Before I can comment, he continues. “On the other hand, a machine that you bought only a year ago, which therefore appears at almost its full purchase value, often can be sold for only a song. You see, the balance sheet doesn’t give me a clue to the realistic value of your equipment.”
“I don’t see the relevancy,” I say, “but hypothetically, if we put the machines alone on sale, we are not going to get much. Many of them are quite old and most are built according to our special needs. There are few manufacturers that can use our equipment.”
“So how much can we get?”
“I don’t know.” Under the pressure I add, “Less than 7.21 million dollars, that’s for sure.”
The cobra probably realizes that I don’t intend to give him a better answer, so when Brandon and Jim don’t show any sign that they are going to clarity it further, he scribbles something on his pad and moves to the next item.

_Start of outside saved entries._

PR #1054, opened 2021-05-20
feat: add custom objective function to lightgbm learners

imatiach-msft:
add support for custom objective function in lightgbm learners

Users in the scala API will now be able to supply a custom loss function for training, which will need to output the gradient and hessian matrix.

As part of this PR, the LightGBMBooster and LightGBMDataset classes have been improved and moved under the booster and dataset folders, and some of the files related to parameters have been moved to a separate params folder in order to organize the code better since there are so many files in lightgbm directory.

TODO: add pyspark support, in a separate PR

### DIFF
--- a/src/main/scala/com/microsoft/ml/spark/lightgbm/booster/LightGBMBooster.scala
+++ b/src/main/scala/com/microsoft/ml/spark/lightgbm/booster/LightGBMBooster.scala
@@ -1,12 +1,15 @@
 // Copyright (C) Microsoft Corporation. All rights reserved.
 // Licensed under the MIT License. See LICENSE in project root for information.
 
-package com.microsoft.ml.spark.lightgbm
+package com.microsoft.ml.spark.lightgbm.booster
 
 import com.microsoft.ml.lightgbm._
+import com.microsoft.ml.spark.lightgbm.{LightGBMConstants, LightGBMUtils}
 import com.microsoft.ml.spark.lightgbm.LightGBMUtils.getBoosterPtrFromModelString
+import com.microsoft.ml.spark.lightgbm.dataset.LightGBMDataset
 import org.apache.spark.ml.linalg.{DenseVector, SparseVector, Vector}
 import org.apache.spark.sql.{SaveMode, SparkSession}
+import org.slf4j.Logger
 
 //scalastyle:off
 protected abstract class NativePtrHandler[T](val ptr: T) {
@@ -32,13 +35,17 @@ protected class LongLongNativePtrHandler(ptr: SWIGTYPE_p_long_long) extends Nati
 
 /** Wraps the boosterPtr and guarantees that Native library is initialized
  * everytime it is needed
- * @param model The string serialized representation of the learner
+ * @param boosterPtr The pointer to the native lightgbm booster
  */
-protected class BoosterHandler(model: String) {
-  LightGBMUtils.initializeNativeLibrary()
+protected class BoosterHandler(var boosterPtr: SWIGTYPE_p_void) {
 
-  var boosterPtr: SWIGTYPE_p_void = {
-    getBoosterPtrFromModelString(model)
+  /** Wraps the boosterPtr and guarantees that Native library is initialized
+    * everytime it is needed
+    *
+    * @param model The string serialized representation of the learner
+    */
+  def this(model: String) = {
+    this(getBoosterPtrFromModelString(model))
   }
 
   val scoredDataOutPtr: ThreadLocal[DoubleNativePtrHandler] = {
@@ -127,6 +134,13 @@ protected class BoosterHandler(model: String) {
   lazy val dataInt32bitType: Int = lightgbmlibConstants.C_API_DTYPE_INT32
   lazy val data64bitType: Int = lightgbmlibConstants.C_API_DTYPE_FLOAT64
 
+  def freeNativeMemory(): Unit = {
+    if (boosterPtr != null) {
+      LightGBMUtils.validate(lightgbmlib.LGBM_BoosterFree(boosterPtr), "Finalize Booster")
+      boosterPtr = null
+    }
+  }
+
   private def getNumClasses: Int = {
     val numClassesOut = lightgbmlib.new_intp()
     LightGBMUtils.validate(
@@ -167,13 +181,6 @@ protected class BoosterHandler(model: String) {
     out
   }
 
-  private def freeNativeMemory(): Unit = {
-    if (boosterPtr != null) {
-      LightGBMUtils.validate(lightgbmlib.LGBM_BoosterFree(boosterPtr), "Finalize Booster")
-      boosterPtr = null
-    }
-  }
-
   override protected def finalize(): Unit = {
     freeNativeMemory()
     super.finalize()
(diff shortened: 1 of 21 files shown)


src/main/scala/com/microsoft/ml/spark/lightgbm/booster/LightGBMBooster.scala
```diff
@@ -167,35 +200,129 @@ protected class BoosterHandler(model: String) {
...
+      newParameters), "Booster Reset learning_rate Param")
+  }
+
+  def innerPredict(dataIndex: Int, classification: Boolean): Array[Array[Double]] = {
+    val kind = boosterHandler.normalScoreConstant
+    lightgbmlib.LGBM_BoosterGetPredict(boosterHandler.boosterPtr, dataIndex,
+      boosterHandler.customObjectiveScoredDataLengthLongPtr.get().ptr,
+      boosterHandler.customObjectiveScoredDataOutPtr.get().ptr)
+    // TODO: fixme
+    Array(predScoreToArray(classification, boosterHandler.customObjectiveScoredDataOutPtr.get().ptr, kind))
```
imatiach-msft, line 323: TODO: fixme

src/test/scala/com/microsoft/ml/spark/lightgbm/split1/VerifyLightGBMClassifier.scala
```diff
@@ -86,6 +87,7 @@ trait LightGBMTestUtils extends TestBase {
   }
 
   def assertProbabilities(tdf: DataFrame, model: LightGBMClassifier): Unit = {
+    println(model.getModelString)
```
imatiach-msft, line 90: remove

src/main/scala/com/microsoft/ml/spark/lightgbm/booster/LightGBMBooster.scala
imatiach-msft: done

src/main/scala/com/microsoft/ml/spark/lightgbm/booster/LightGBMBooster.scala
```diff
@@ -1,12 +1,15 @@
 // Copyright (C) Microsoft Corporation. All rights reserved.
 // Licensed under the MIT License. See LICENSE in project root for information.
 
-package com.microsoft.ml.spark.lightgbm
+package com.microsoft.ml.spark.lightgbm.booster
```
mhamilton723, line 4: why the namespace change?

src/main/scala/com/microsoft/ml/spark/lightgbm/booster/LightGBMBooster.scala
```diff
@@ -167,35 +182,155 @@ protected class BoosterHandler(model: String) {
...
+    if (trainDataset.isEmpty) {
+      new BoosterHandler(model)
+    } else {
+      LightGBMUtils.validate(lightgbmlib.LGBM_BoosterCreate(trainDataset.map(_.datasetPtr).get,
+        parameters.get, boosterOutPtr), "Booster")
+      new BoosterHandler(lightgbmlib.voidpp_value(boosterOutPtr))
+    }
   }
 
+  val model = modelStr.getOrElse("")
```
mhamilton723, line 230: what is the behavior if this is ""? Seems this should be kept as option especially if code elsewhere checks for ""

src/main/scala/com/microsoft/ml/spark/lightgbm/booster/LightGBMBooster.scala
```diff
@@ -167,35 +182,155 @@ protected class BoosterHandler(model: String) {
...
 /** Represents a LightGBM Booster learner
-  * @param model The string serialized representation of the learner
+  * @param trainDataset The training dataset
+  * @param parameters The booster initialization parameters
+  * @param modelStr Optional parameter with the string serialized representation of the learner
   */
 @SerialVersionUID(777L)
-class LightGBMBooster(val model: String) extends Serializable {
-  /** Transient variable containing local machine's pointer to native booster
+class LightGBMBooster(val trainDataset: Option[LightGBMDataset] = None, val parameters: Option[String] = None,
```
mhamilton723, line 197: will this break serialization?

mhamilton723 (dismissed):

src/main/scala/com/microsoft/ml/spark/lightgbm/booster/LightGBMBooster.scala
imatiach-msft: moving params, booster and dataset into their own folders, because there are way too many files in lightgbm folder

src/main/scala/com/microsoft/ml/spark/lightgbm/booster/LightGBMBooster.scala
imatiach-msft: model string should never be empty

src/main/scala/com/microsoft/ml/spark/lightgbm/booster/LightGBMBooster.scala
imatiach-msft: it's still Serializable, see line below

src/main/scala/com/microsoft/ml/spark/lightgbm/booster/LightGBMBooster.scala
imatiach-msft: removed the model

src/main/scala/com/microsoft/ml/spark/lightgbm/params/FObjTrait.scala
```diff
@@ -0,0 +1,17 @@
...
+
+trait FObjTrait extends Serializable {
+  /**
+    * User defined objective function, returns gradient and second order gradient
+    *
+    * @param predictions untransformed margin predicts
+    * @param trainingData training data
+    * @return List with two float array, correspond to grad and hess
+    */
+  def getGradient(predictions: Array[Array[Double]], trainingData: LightGBMDataset): List[Array[Float]]
```
mhamilton723, line 16: Might want to make this return two objects instead of a list. Also in general the grad and hessian wont be the same shape...

src/main/scala/com/microsoft/ml/spark/lightgbm/params/FObjTrait.scala
```diff
@@ -0,0 +1,17 @@
+// Copyright (C) Microsoft Corporation. All rights reserved.
+// Licensed under the MIT License. See LICENSE in project root for information.
+
+package com.microsoft.ml.spark.lightgbm.params
+
+import com.microsoft.ml.spark.lightgbm.dataset.LightGBMDataset
+
+trait FObjTrait extends Serializable {
```
mhamilton723, line 8: Perhaps we should rename this to CustomObjective

mhamilton723 (changes requested):

src/main/scala/com/microsoft/ml/spark/lightgbm/params/FObjTrait.scala
imatiach-msft: I think that's what it is called in XGBoost actually, but in lightgbm the parameter is called fobj, so I wanted to keep in line with the terminology in lightgbm

src/main/scala/com/microsoft/ml/spark/lightgbm/params/FObjTrait.scala
imatiach-msft: interesting idea, in xgboost I see they return one list:
https://github.com/dmlc/xgboost/blob/4224c08cacceba3f83f90e387c07aa6205a83bfa/jvm-packages/xgboost4j/src/main/scala/ml/dmlc/xgboost4j/scala/ObjectiveTrait.scala#L32
I can return two objects but for those familiar with xgboost it might be harder to get used to a slightly different API

imatiach-msft: done!  changes it to return a tuple

src/main/scala/com/microsoft/ml/spark/lightgbm/params/FObjTrait.scala
mhamilton723: SG

mhamilton723 (dismissed):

“What should we estimate the value of the inventory to be?” he asks.
“Why don’t you use the book value?”
“Because, Mister Rogo, your books are handled according to the proper regulations.”
I bet yours aren’t, I think to myself. No, I don’t like this person one bit. Aloud, I say, “What’s bad about it?”
“Nothing, except for the fact that it gives useless information. You evaluate inventory according to what it costs you to have it. I’m interested in its value if you try to sell it. Do you agree that the two numbers are vastly different?”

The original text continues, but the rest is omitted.